Task statement: Each entry is to be printed again word for word.

++++++++

PR #765, opened 2020-10-11
Added New Feature : YAML Landing Preview

JohnTheFarmer:
@mamccrea  @bryce-turner


JohnTheFarmer:
update-change (1)
syntax-landing
error (2)

JohnTheFarmer:
syntax-landing

JohnTheFarmer:
error (2)

JohnTheFarmer:
changeTheme

packages/docs-preview/src/extension.ts
```diff
@@ -116,15 +150,54 @@ export async function activate(context: ExtensionContext) {
...
+					yamlPanel = undefined;
+				},
+				null,
+				context.subscriptions
+			);
+		};
+	}
+
+	async function getStyleHtml(uri: Uri) {
+		const stylePath = Uri.file(join(context.extensionPath, 'media', 'yamlPreview.css'));
```
bharney0, line 192: I would recommend you include https://github.com/microsoft/vscode-docs-authoring/blob/master/packages/docs-preview/media/site-ltr.css which is the docs styles.

JohnTheFarmer: @bharney0 I tried use site-ltr.css at first , but I feel the result looks a little weird in side view. the icon seems smaller (on both side and full view) , and missing "docon-topic-video "...   yamlPreview.css is modified / simplified version of site-ltr , full view in side view

Testing content: https://docs.microsoft.com/en-us/azure/stream-analytics/

### half screen modified vs original


### full screen modified vs original

  

#### let me know if you still want  site-ltr.css instead of yamlPreview.css or any further changes are needed.

bharney0:
@meganbradley can you take a look at this feature to see what else might need to happen for this?

packages/docs-preview/src/extension.ts
bharney0: You can keep the smaller file if it renders a better preview.

bharney0:
@JohnTheFarmer can you make sure this preview only opens/displays for yaml files that start with `### YamlMime:Landing` We dont want to show this option if the user is displaying a TOC or Learn index.yml

bharney0:
@JohnTheFarmer I also think the font sizes differ from the published version. Can you try to fix the font sizes to match up with the live version? You can see the difference here:
image

packages/docs-markdown/src/controllers/quick-pick-menu-controller.ts
```diff
@@ -173,6 +173,10 @@ export function markdownQuickPick(context: ExtensionContext) {
 		{
 			description: '',
 			label: '$(lock) Non-localizable text'
+		},
+		{
+			description: '',
+			label: '$(browser) Yaml preview'
```
bharney0, line 179: When I navigate to a yaml or markdown file I dont see this option. Can you check that this is working correctly? We only want to show this Yaml preview when the user is in a .yml file.

JohnTheFarmer:
Hi @bharney0 for the font issue , did you test it with 2x zoom ? I think that might be the cause of different font size

JohnTheFarmer:
> @JohnTheFarmer can you make sure this preview only opens/displays for yaml files that start with `### YamlMime:Landing` We dont want to show this option if the user is displaying a TOC or Learn index.yml. It doesnt look like it renders `### YamlMime:Hub` type pages. That might be nice to include those seeing as they are such similar page types. However, if you dont want to take that on just make sure it doesnt appear as an option without the correct page type.

 so On non-landing/Hub YAML file  , the command 'yamlPreview' will still show but just don't display  webview panel ? do i keep the warning message "YAML Preview currently only supports Microsoft YamlMime:Landing" ?

JohnTheFarmer:
> @JohnTheFarmer can you make sure this preview only opens/displays for yaml files that start with `### YamlMime:Landing` We dont want to show this option if the user is displaying a TOC or Learn index.yml. It doesnt look like it renders `### YamlMime:Hub` type pages. That might be nice to include those seeing as they are such similar page types. However, if you dont want to take that on just make sure it doesnt appear as an option without the correct page type.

++++++++

Response area:
PR #765, opened 2020-10-11
Added New Feature : YAML Landing Preview

JohnTheFarmer:
@mamccrea  @bryce-turner


JohnTheFarmer:
update-change (1)
syntax-landing
error (2)

JohnTheFarmer:
syntax-landing

JohnTheFarmer:
error (2)

JohnTheFarmer:
changeTheme

packages/docs-preview/src/extension.ts
```diff
@@ -116,15 +150,54 @@ export async function activate(context: ExtensionContext) {
...
+					yamlPanel = undefined;
+				},
+				null,
+				context.subscriptions
+			);
+		};
+	}
+
+	async function getStyleHtml(uri: Uri) {
+		const stylePath = Uri.file(join(context.extensionPath, 'media', 'yamlPreview.css'));
```
bharney0, line 192: I would recommend you include https://github.com/microsoft/vscode-docs-authoring/blob/master/packages/docs-preview/media/site-ltr.css which is the docs styles.

JohnTheFarmer: @bharney0 I tried use site-ltr.css at first , but I feel the result looks a little weird in side view. the icon seems smaller (on both side and full view) , and missing "docon-topic-video "...   yamlPreview.css is modified / simplified version of site-ltr , full view in side view

Testing content: https://docs.microsoft.com/en-us/azure/stream-analytics/

### half screen modified vs original


### full screen modified vs original

  

#### let me know if you still want  site-ltr.css instead of yamlPreview.css or any further changes are needed.

bharney0:
@meganbradley can you take a look at this feature to see what else might need to happen for this?

packages/docs-preview/src/extension.ts
bharney0: You can keep the smaller file if it renders a better preview.

bharney0:
@JohnTheFarmer can you make sure this preview only opens/displays for yaml files that start with `### YamlMime:Landing` We dont want to show this option if the user is displaying a TOC or Learn index.yml

bharney0:
@JohnTheFarmer I also think the font sizes differ from the published version. Can you try to fix the font sizes to match up with the live version? You can see the difference here:
image

packages/docs-markdown/src/controllers/quick-pick-menu-controller.ts
```diff
@@ -173,6 +173,10 @@ export function markdownQuickPick(context: ExtensionContext) {
 		{
 			description: '',
 			label: '$(lock) Non-localizable text'
+		},
+		{
+			description: '',
+			label: '$(browser) Yaml preview'
```
bharney0, line 179: When I navigate to a yaml or markdown file I dont see this option. Can you check that this is working correctly? We only want to show this Yaml preview when the user is in a .yml file.

JohnTheFarmer:
Hi @bharney0 for the font issue , did you test it with 2x zoom ? I think that might be the cause of different font size

JohnTheFarmer:
> @JohnTheFarmer can you make sure this preview only opens/displays for yaml files that start with `### YamlMime:Landing` We dont want to show this option if the user is displaying a TOC or Learn index.yml. It doesnt look like it renders `### YamlMime:Hub` type pages. That might be nice to include those seeing as they are such similar page types. However, if you dont want to take that on just make sure it doesnt appear as an option without the correct page type.

 so On non-landing/Hub YAML file  , the command 'yamlPreview' will still show but just don't display  webview panel ? do i keep the warning message "YAML Preview currently only supports Microsoft YamlMime:Landing" ?

JohnTheFarmer:
> @JohnTheFarmer can you make sure this preview only opens/displays for yaml files that start with `### YamlMime:Landing` We dont want to show this option if the user is displaying a TOC or Learn index.yml. It doesnt look like it renders `### YamlMime:Hub` type pages. That might be nice to include those seeing as they are such similar page types. However, if you dont want to take that on just make sure it doesnt appear as an option without the correct page type.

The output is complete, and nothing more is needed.